Elaine Fowler Palencia, Champaign IL, has published four poetry chapbooks; two short story collections; a short monograph, The Literary Heritage of Hindman Settlement School; and On Rising Ground, a work of Civil War history based on the letters of her great-great grandfather. Her fiction, poetry, and creative nonfiction have received eight Pushcart Prize nominations. She is the book review editor of Pegasus, journal of the Kentucky State Poetry Society, and a member of the Women in Appalachia Project.

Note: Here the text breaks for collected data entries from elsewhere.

PR #73, opened 2017-08-11
Ts 232 use party service in addition to mocked version

AndrewTorrance:
Up to now the party service has been mocked . This change keeps that mock for test purposes but also integrates use of the actual party service . 

https://trello.com/c/HPEWccWq

- New services folder intended to hold code for accessing external services
- Created a new Service/mock toggle to enable code to switch .
- created  party object that application code should use
-Modified the ubiquitous use of 'BRES' to 2 new constants , one for BRES_USER and one for BRES_SURVEY 
-Changed name of data returned from party_service mock so that it aligns with the real party service (email=>emailAddress , surname=>lastName etc) 

- Added tests for the new mockservice toggles
-added new integration tests that need to be manually run for testing responses from the real party service

- Added authorisation check for get message by id so that a user cannot see a message if they are a respondent and not on the to or from 

- fixed sloppy code in user class where class and instance variables existed with same name and only the instance variables used

Please note that when using this get existing messages will not work , this is because the ru of the mock party businesses is not known to the party service. To get around this clean down your SecureMessage db and also modify the hardcoded ru in ras-frontstage.secure-message to '3b136c4b-7a14-4904-9e01-13364dd7b972' which is known to party service. Note this will need to be removed later when the clients start passing in an ru


app/services/party_service.py
```diff
@@ -0,0 +1,48 @@
...
+                              "sampleUnitType": "BI"}
+            else:
+                url = app.settings.RAS_PARTY_GET_BY_RESPONDENT.format(app.settings.RAS_PARTY_SERVICE, uuid)
+                party_data = requests.get(url, verify=False)
+                logger.debug('party get user details result => {} {} : {}'.format(party_data.status_code,
+                                                                                  party_data.reason, party_data.text))
+                party_dict = json.loads(party_data.text)
+            return Response(response=json.dumps(party_dict), status=200, mimetype="text/html")
+        except KeyError:
+            logger.debug('User ID %s not in mock party service', uuid)
```
rjweeks: We should use 'User ID {} not in mock party service'.format(uuid)

app/services/party_service.py
```diff
@@ -0,0 +1,48 @@
...
+            return Response(response="uuid not valid", status=404,
+                            mimetype="text/html")
```
rjweeks: put this on 1 line

PR #76, opened 2017-08-15
Feature/cloud foundry

rjweeks:
Use cfenv package to resolve cloud foundry environment.


run.py
```diff
@@ -3,4 +3,4 @@
 from app.application import app
 
 DEV_PORT = os.getenv('DEV_PORT', 5050)
-app.run(debug=True, host='0.0.0.0', port=int(DEV_PORT))
+app.run(debug=True, host='0.0.0.0', port=int(DEV_PORT))
```
andrewmil: should debug be true here? do we want it to be set by an environment variable?

rjweeks: run.py is not used in cloud foundry, it is the scripts that devs use to start Secure Message. So it's ok hardcoded for now.

PR #77, opened 2017-08-16
Ts 235 inform case service when new secure message sent

dcdarrell9:

- Link to Trello card.
[Card1](https://trello.com/c/Evs6fcKH) [Card2](https://trello.com/c/x7k5C9SY)

**How to review**

- Make sure the system uses the mock and the real service (can be seen with party service also).
- The tests in test_case_service_integration and test_party_service_integration are skipped, unskip them and make sure they run correctly.
- Make sure all tests run and there are no issues with secure messaging.


tests/app/test_mock_case_service.py
```diff
@@ -0,0 +1,9 @@
+import unittest
+
+
+class CaseServiceTestCase(unittest.TestCase):
+    def test_some_function(self):
+        assert True
```
dcdarrell9: I'm not sure what/how much needs to go in here. Maybe needs another card.

tests/behavioural/features/steps/message_post.py
```diff
@@ -322,7 +322,7 @@ def step_impl_msg_is_sent(context):
     token_data['role'] = 'respondent'
     headers['Authorization'] = update_encrypted_jwt()
     context.response = app.test_client().post(url, data=json.dumps(data), headers=headers)
-
+    x=0
```
dcdarrell9: Oops.

app/services/case_service.py
```diff
@@ -0,0 +1,29 @@
...
+        """posts the data to the case service"""
+
+        json_data = {"description": "New Secure Message",
+                     "category": "SECURE_MESSAGE_SENT",
+                     "createdBy": user_name
+                     }
+
+        url = app.settings.RM_CASE_POST.format(app.settings.RM_CASE_SERVICE, case_id)
+        case_service_data = requests.post(url, json=json_data, verify=False)
+        logger.debug('case service post result => {} {} : {}'.format(case_service_data.status_code,
```
emilioward: Just a thought the logs in secure messaging could be changed to follow the format in frontstage, this could be something we could look at in the future

tests/app/test_party_integration.py
```diff
@@ -105,5 +75,5 @@ def test_calling_get_respondent_data_with_expected_test_data_returns_expected_me
                     "telephone": "1234",
                     "sampleUnitType": "BI"
                     }
-        response = sut.get_user_details("db036fd7-ce17-40c2-a8fc-932e7c228397")
-        self.assertEqual(json.loads(response.data), expected)
+        result, status_code = sut.get_user_details("db036fd7-ce17-40c2-a8fc-932e7c228397")
```
emilioward: Single quotes

app/services/case_service.py
dcdarrell9: Not sure whether we need the logging to be in the same standard as the rest of sdc, so we'll leave it for a discussion.

app/services/service_toggles.py
```diff
@@ -46,8 +48,18 @@ def get_business_details(self, ru):
...
+        super().__init__(use_mock, CaseService, CaseServiceMock, 'Case')
 
+    def store_case_event(self, case_id, user_uuid):
+        return self._service.store_case_event(case_id, user_uuid)
+
+"""party is the interface that code should use mocktoggle for the party service """
+party = Party(False)
 
+"""case_service is how code should interact with the case service"""
+case_service = Case(False)
```
andrewmil: I really don't like having to change the code to turn the mock on/off.

This should be an environment variable

app/validation/user.py
```diff
@@ -19,5 +19,5 @@ def is_respondent(self):
 
     @staticmethod
     def is_valid_user(uuid):
-        response = party.get_user_details(uuid)
-        return response.status_code == 200
+        response, status_code = party.get_user_details(uuid)
+        return status_code == 200
```
andrewmil: I don't understand the point of returning the response and status code separately if the status code is included in the response anyway. You're just returning the same thing twice

tests/app/test_draft.py
```diff
@@ -63,6 +64,8 @@ def setUp(self):
 
         self.user_internal = User('ce12b958-2a5f-44f4-a6da-861e59070a31', 'internal')
         self.user_respondent = User('0a7ad740-10d5-4ecb-b7ca-3c0384afb882', 'respondent')
+        case_service.use_mock_service()
```
andrewmil: For testing is it not better to mock the response from the party endpoint rather than using our internal mock? Would probably be simpler as well

tests/app/test_mock_party.py
```diff
@@ -142,7 +140,7 @@ def test_message_by_id_replaces_uuids(self):
                 'ru_id': 'f1a5e99c-8edf-489a-9c72-6cabe6c387fc',
                 'survey': constants.BRES_SURVEY}
 
-        encrypted_token = self._generate_encrypted_token()
+        encrypted_token = _generate_encrypted_token()
```
andrewmil: We're not using encrypted tokens anywhere in what's deployed at the moment, should the tests reflect this?

app/services/service_toggles.py
dcdarrell9: I agree.

app/services/party_service.py
```diff
@@ -13,36 +12,34 @@ class PartyService:
...
+                          "status": "",
+                          "sampleUnitType": "BI"}
+            return party_dict, 200
+        else:
+            url = app.settings.RAS_PARTY_GET_BY_RESPONDENT.format(app.settings.RAS_PARTY_SERVICE, uuid)
+            party_data = requests.get(url, verify=False)
+            logger.debug('party get user details result => {} {} : {}'.format(party_data.status_code,
+                                                                              party_data.reason, party_data.text))
+            party_dict = json.loads(party_data.text)
+            return party_dict, party_data.status_code
```
andrewmil: coverage is telling us that a lot of this code is untested. Are we wanting to do this before merging?

app/resources/messages.py
```diff
@@ -97,18 +97,58 @@ def _message_save(self, message, is_draft, draft_id):
...
-        resp.status_code = alert_status
+        # listener errors are logged but still a 201 reported
+        MessageSend._alert_listeners(message.data)
+
+        resp = jsonify({'status': '201', 'msg_id': message.data.msg_id, 'thread_id': message.data.thread_id})
+        resp.status_code = 201
         return resp
 
+    @staticmethod
+    def _alert_listeners(message):
```
andrewmil: I think emails are getting sent even when it's a respondent sending the message, is this correct?

app/resources/messages.py
```diff
@@ -97,18 +97,58 @@ def _message_save(self, message, is_draft, draft_id):
...
+            MessageSend._try_send_alert_email(message)
+            MessageSend._inform_case_service(message)
+        except Exception as e:
+            logger.error('Uncaught exception in Message.alert_listeners: {}'.format(e))
+
+    @staticmethod
+    def _try_send_alert_email(message):
+        """Send an email to recipient if appropriate"""
+        party_data = None
+        if message.msg_to[0] != constants.BRES_USER:
```
andrewmil: msg_to isn't being set to 'BRES' consistently so this piece of logic isn't always working

app/services/service_toggles.py
AndrewTorrance: I am open on this one , and can see both sides of the argument . Right now I dont think an environment variable is the correct way to go as we will never have a production use case where we need to use the mock . Its only of use for developer testing and running unit tests . So an environment variable/config is a risk for little benifit.

tests/app/test_draft.py
AndrewTorrance: For specific unit test you may be right , a mocked response might be an easier way to go , its certainly more elegant . However we also have the situation where we want to be able to run locally without having a dependency on external services . For that it its much easier to use the mocked service .

tests/app/test_mock_party.py
AndrewTorrance: Seems fair enough to me . But this change did not introduce that , so I suggest we put in a ticket to cover that work .

app/services/party_service.py
AndrewTorrance: No, I will look at coverage this morning

app/resources/messages.py
AndrewTorrance: No, its only sending when the recipient is a respondent . The _try_send_alert_email takes responsibility for determining when an email is sent .

app/resources/messages.py
AndrewTorrance: For cases where the to or from is the internal user then value 'BRES' is assumed . If this is not the case then we have much wider issues ? Can you point o cases where the internal user is not 'BRES' ?

app/resources/messages.py
andrewmil: Yeah I just followed through the code and you're right. 
I was getting a strange thing happening a few days ago where I was getting an error log telling me that gov.notify had reached max number of messages it could send even when I was just sending from frontend. Not sure what could have been triggering that

app/api_mocks/case_service_mock.py
```diff
@@ -0,0 +1,9 @@
+import logging
+
+logger = logging.getLogger(__name__)
```
andrewmil: should we be using structlog's wrap_logger like we are elsewhere?

app/resources/messages.py
andrewmil: I think Richard's PR fixed this yesterday as I'm not getting the same issues anymore

tests/app/test_mock_case_service.py
andrewmil: Case service isn't giving us any information we're actually using I think so this is probably fine

app/api_mocks/case_service_mock.py
dcdarrell9: Better to use struclog to keep consistent.

tests/app/test_party_service.py
```diff
@@ -0,0 +1,46 @@
...
+
+class PartyTestCase(unittest.TestCase):
+    """Test cases for party service"""
+
+    @staticmethod
+    def test_get_business_details_sends_request_to_remote_party_service():
+        """Test get business details sends a request"""
+        sut = PartyService()
+        business_data = PartyBusinessTestHelper(200, "OK", '{"something": "else"}')
+        requests.get = mock.Mock(name='get', return_value=business_data)
```
andrewmil: If we use the requests_mock package here we wouldn't need to define the helper function and could do it all over one line.

The current method would make it tricky to carry out tests which hit two separate requests objects as well

app/services/service_toggles.py
dcdarrell9: For now are we leaving this as is then have a discussion on how to do it? @andrewmil @AndrewTorrance

dcdarrell9:
@AndrewTorrance @rhiGriff I've removed the tests for the logging in test_service_mock_toggle for now, we can keep it out or add it back later.

app/services/case_service.py
rhiGriff: Can we update the logs to be consistent with the rest of the project now please?

app/resources/messages.py
```diff
@@ -97,21 +99,61 @@ def _message_save(self, message, is_draft, draft_id):
...
+            party_data, status_code = party.get_user_details(message.msg_to[0])  # todo avoid 2 lookups (see validate)
+            if status_code == 200:
+                if 'emailAddress' in party_data and len(party_data['emailAddress'].strip()) > 0:
+                    recipient_email = party_data['emailAddress'].strip()
+                    alert_method = AlertViaLogging() if settings.NOTIFY_VIA_LOGGING == '1' else AlertViaGovNotify()
+                    alert_user = AlertUser(alert_method)
+                    alert_user.send(recipient_email, message.msg_id)
+                else:
+                    logger.error('UserId {0} does not have an emailAddress specified'.format(message.msg_to[0]))
```
dcdarrell9: @rhiGriff @AndrewTorrance Does this log need to change?

app/services/case_service.py
dcdarrell9: 👍  Needs to be changed

app/api_mocks/case_service_mock.py
rjweeks: This needs to use structlogs wrap_logger. Or delete the log import as logger is not used.

app/resources/messages.py
```diff
@@ -97,21 +99,61 @@ def _message_save(self, message, is_draft, draft_id):
...
 
+    @staticmethod
+    def _alert_listeners(message):
+        """used to alert user and case service once messages have been saved"""
+        try:
+            MessageSend._try_send_alert_email(message)
+            MessageSend._inform_case_service(message)
+        except Exception as e:
+            logger.error('Uncaught exception in Message.alert_listeners: {}'.format(e))
+
```
rjweeks: log format

app/resources/messages.py
```diff
@@ -97,21 +99,61 @@ def _message_save(self, message, is_draft, draft_id):
 
         if is_draft is True:
             Modifier().del_draft(draft_id)
-        return MessageSend._alert_recipients(message.data.msg_id, message.data.thread_id)
 
-    @staticmethod
-    def _alert_recipients(msg_id, thread_id):
-        """used to alert user once messages have been saved"""
-        recipient_email = settings.NOTIFICATION_DEV_EMAIL  # TODO change this when know more about party service
-
```
rjweeks: don't comment inline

Some would zoom up to the bird feeder
in their little bird cars and rev the engines
in the drive-through and play loud bird music
until one of them would refuse to pay,
instead spitting seeds back
at the mild-mannered robin taking orders,
or, two of them would take offense
at the cut of a wing or feather color
and jump out of their little bird cars
and face off, flexing their claws and crowing smack
But also, if birds were like people, eventually
a flock would huddle on a pine branch
and decide to establish a bird pantry,
say, an aluminum pie tin from a dumpster
they could wedge in a tree crotch
and fill with worms for old birds too weak to pull
a worm out of the ground, and for bird mothers
having to raise fledglings in a worm desert
Despite, of course, the number of furious fowl
who caw that hungry birds should quit being slackers
and go find some roadkill
even if there are no roads
and they are too old or sick to fly far,
rather than depend on stupid kindness,
until the charitable birds would coo and convene
a parliament of fowls to discuss the matter
and maybe that’s why we sometimes wake
to a cacophony of bird shrieks at dawn
and avian clouds swirling like black pepper
as they pursue some high birdly purpose
their ancestors the dinosaurs ignored, and which
could well save us all.
Each year, since he sent his sons to school in the States,
he has bought extra tickets for the bullfights,
knowing they will arrive for the holidays
with long-legged gringas on their arms.
Watching them show the girls how macho they are
when a matador their age is gored in the thigh,
he knows he has loved them too well
and that the story of his life is just that,
a story to tell these chicas, a suit of lights
his boys can wear out to dinner:
Standing in tall cane, paying cash
to his machete-bearing workers each week
with two soldiers to back him up;
arriving an hour early to a political meeting
to unlock a bathroom window, so that later
by going to piss he can escape assassination;
refusing to stop on a mountain highway at night
to tend to a body in the road because he knows
the corpse is a trap set by bandits;
being twenty-two and sitting in the dust
of a run-down plaza de toros in Pueblo Nuevo
listening to a priest perform the last rites over him
as he holds in his intestines with his hands
Now, in these sunbaked stands,
he catches the cool eyes of other men
who live as he does, bathed in the wind of death.
They look at his sons, at the gringuitas
who hide their eyes against the shoulders of his boys
when the bull tosses the next matador high
and gores him where he falls.
He knows the men love their sons as he loves his,
and that it is this love that assures
the sons will never rise at dawn as he does each day
to watch the great white statue of Cristo Rey
that stands above the city with outstretched arms
rise flapping into the sky,
leaving the newborn day to fend for itself.